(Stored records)
++++

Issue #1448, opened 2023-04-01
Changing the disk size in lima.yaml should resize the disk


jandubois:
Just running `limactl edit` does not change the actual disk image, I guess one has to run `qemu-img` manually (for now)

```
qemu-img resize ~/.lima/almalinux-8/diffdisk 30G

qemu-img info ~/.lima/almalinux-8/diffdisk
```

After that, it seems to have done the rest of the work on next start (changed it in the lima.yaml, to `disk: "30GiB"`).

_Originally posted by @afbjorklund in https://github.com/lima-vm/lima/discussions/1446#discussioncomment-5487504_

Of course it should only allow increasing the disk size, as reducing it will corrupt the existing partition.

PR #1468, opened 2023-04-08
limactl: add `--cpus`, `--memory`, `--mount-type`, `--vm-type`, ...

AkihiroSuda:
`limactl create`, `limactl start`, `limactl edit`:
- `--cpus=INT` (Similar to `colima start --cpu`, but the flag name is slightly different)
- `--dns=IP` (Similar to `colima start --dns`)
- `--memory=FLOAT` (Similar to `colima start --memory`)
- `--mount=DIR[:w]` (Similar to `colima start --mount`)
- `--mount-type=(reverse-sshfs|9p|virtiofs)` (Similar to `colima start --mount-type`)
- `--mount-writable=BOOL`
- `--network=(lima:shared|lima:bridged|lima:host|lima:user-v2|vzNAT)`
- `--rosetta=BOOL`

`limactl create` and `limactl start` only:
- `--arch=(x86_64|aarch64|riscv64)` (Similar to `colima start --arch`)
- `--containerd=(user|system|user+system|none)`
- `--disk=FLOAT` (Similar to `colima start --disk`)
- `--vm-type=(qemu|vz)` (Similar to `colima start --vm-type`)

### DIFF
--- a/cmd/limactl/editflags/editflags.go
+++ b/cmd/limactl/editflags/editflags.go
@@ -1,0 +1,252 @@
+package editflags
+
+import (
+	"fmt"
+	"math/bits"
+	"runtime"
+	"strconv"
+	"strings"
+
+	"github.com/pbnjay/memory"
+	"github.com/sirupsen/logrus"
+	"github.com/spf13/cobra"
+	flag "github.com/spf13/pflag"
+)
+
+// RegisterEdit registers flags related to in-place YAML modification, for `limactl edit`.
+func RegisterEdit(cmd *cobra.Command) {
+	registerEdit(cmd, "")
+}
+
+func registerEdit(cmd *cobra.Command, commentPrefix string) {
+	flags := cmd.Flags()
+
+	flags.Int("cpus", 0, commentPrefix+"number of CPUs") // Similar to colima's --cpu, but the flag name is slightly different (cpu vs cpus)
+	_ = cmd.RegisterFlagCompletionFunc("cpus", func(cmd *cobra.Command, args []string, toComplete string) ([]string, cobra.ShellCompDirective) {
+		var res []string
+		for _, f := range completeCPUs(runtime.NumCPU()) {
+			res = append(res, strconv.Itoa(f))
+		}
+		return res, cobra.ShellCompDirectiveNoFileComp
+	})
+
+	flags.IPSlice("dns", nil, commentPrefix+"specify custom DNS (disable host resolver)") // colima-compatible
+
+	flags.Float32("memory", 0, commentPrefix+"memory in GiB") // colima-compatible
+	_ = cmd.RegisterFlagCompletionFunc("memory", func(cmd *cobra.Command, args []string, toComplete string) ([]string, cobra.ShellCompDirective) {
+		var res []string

++++

- **Task item**:
Check each line above for the string "only" and copy every line that has it.

- **Expected answer**:
Of course it should only allow increasing the disk size, as reducing it will corrupt the existing partition.
`limactl create` and `limactl start` only:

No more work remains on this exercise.